Find and return every line of the data that contains the word "opened".
• • •
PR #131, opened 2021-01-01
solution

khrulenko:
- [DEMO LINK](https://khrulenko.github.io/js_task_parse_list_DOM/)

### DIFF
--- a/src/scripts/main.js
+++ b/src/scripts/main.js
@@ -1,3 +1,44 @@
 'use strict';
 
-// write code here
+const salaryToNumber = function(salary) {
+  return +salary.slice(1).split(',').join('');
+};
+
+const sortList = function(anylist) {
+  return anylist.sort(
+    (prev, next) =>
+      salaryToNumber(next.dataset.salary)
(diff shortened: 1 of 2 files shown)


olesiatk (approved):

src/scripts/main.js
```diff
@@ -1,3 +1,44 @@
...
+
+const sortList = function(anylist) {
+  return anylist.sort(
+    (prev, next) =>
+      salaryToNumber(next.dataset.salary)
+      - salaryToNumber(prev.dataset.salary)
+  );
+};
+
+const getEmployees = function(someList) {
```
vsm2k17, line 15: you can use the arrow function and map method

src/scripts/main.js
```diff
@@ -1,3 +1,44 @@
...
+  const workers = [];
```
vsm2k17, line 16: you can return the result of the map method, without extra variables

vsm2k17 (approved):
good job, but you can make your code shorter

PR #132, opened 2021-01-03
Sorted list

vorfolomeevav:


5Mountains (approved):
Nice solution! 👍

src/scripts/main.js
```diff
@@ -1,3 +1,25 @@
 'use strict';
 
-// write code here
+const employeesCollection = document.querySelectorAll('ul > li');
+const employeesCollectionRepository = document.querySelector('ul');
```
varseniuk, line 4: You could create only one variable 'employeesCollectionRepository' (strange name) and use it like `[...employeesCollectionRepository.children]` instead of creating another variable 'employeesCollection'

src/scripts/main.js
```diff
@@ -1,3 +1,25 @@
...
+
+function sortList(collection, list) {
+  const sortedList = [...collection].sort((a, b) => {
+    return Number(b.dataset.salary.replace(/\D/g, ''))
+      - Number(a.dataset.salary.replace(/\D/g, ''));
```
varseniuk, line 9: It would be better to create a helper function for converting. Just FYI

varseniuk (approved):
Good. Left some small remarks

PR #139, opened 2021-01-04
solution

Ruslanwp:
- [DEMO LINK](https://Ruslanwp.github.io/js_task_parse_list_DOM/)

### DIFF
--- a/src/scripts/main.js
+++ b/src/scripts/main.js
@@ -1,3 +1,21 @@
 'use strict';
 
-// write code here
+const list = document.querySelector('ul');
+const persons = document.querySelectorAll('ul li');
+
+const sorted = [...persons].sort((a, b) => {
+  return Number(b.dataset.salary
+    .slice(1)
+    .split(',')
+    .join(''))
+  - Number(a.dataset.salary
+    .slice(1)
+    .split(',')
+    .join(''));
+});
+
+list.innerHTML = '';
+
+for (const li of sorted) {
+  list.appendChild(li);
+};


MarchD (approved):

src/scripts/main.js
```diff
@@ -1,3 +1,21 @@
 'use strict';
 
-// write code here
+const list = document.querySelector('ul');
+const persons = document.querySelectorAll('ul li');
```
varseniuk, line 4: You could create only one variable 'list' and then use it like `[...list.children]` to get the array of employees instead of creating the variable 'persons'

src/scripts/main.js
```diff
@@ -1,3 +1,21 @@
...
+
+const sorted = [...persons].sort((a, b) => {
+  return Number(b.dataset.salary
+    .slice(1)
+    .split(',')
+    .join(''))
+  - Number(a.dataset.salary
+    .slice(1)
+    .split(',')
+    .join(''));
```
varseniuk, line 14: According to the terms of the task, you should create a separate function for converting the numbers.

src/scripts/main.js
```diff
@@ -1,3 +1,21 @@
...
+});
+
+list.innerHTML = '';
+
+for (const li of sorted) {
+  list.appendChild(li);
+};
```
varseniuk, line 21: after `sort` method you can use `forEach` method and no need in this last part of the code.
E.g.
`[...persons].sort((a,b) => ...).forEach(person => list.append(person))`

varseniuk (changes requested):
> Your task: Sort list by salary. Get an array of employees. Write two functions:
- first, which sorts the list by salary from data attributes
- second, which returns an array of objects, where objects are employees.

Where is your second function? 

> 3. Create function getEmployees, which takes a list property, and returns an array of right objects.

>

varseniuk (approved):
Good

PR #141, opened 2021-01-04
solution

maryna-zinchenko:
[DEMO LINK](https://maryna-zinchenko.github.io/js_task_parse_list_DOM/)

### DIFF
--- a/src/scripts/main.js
• • •
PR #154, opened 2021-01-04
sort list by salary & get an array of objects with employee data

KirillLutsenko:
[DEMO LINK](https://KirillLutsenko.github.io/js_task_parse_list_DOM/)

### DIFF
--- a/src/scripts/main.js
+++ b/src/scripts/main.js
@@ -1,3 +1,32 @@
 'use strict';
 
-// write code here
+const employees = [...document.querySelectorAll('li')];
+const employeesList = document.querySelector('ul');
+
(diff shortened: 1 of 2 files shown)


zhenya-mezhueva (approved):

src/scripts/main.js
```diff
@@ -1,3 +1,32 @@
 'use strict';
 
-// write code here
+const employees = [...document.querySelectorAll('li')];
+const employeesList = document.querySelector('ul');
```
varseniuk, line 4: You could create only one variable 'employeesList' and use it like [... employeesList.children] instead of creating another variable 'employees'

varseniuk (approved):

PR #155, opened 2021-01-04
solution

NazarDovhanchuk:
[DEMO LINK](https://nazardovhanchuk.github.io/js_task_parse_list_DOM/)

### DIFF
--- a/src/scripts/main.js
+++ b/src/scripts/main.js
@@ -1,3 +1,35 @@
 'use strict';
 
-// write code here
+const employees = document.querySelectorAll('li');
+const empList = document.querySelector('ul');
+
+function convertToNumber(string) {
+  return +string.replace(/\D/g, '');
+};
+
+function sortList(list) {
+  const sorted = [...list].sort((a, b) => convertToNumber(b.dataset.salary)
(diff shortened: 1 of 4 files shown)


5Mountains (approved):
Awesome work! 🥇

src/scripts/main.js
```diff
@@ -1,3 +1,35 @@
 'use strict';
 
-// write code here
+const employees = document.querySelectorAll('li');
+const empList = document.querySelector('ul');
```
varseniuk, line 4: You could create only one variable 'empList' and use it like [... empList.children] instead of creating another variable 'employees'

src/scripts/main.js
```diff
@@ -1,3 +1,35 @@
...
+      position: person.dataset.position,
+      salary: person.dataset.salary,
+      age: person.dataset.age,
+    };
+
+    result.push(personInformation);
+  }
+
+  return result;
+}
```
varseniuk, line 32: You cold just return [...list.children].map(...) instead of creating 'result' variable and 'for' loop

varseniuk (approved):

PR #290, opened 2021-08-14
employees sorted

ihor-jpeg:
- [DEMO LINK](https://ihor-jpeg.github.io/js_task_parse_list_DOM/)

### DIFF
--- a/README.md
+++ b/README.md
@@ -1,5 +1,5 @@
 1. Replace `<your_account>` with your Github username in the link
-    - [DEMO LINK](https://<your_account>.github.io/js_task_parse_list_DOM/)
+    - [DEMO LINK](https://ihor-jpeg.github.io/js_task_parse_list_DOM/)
• • •
SOLVED EXERCISE:
PR #131, opened 2021-01-01
PR #132, opened 2021-01-03
PR #139, opened 2021-01-04
PR #141, opened 2021-01-04
PR #154, opened 2021-01-04
PR #155, opened 2021-01-04
PR #290, opened 2021-08-14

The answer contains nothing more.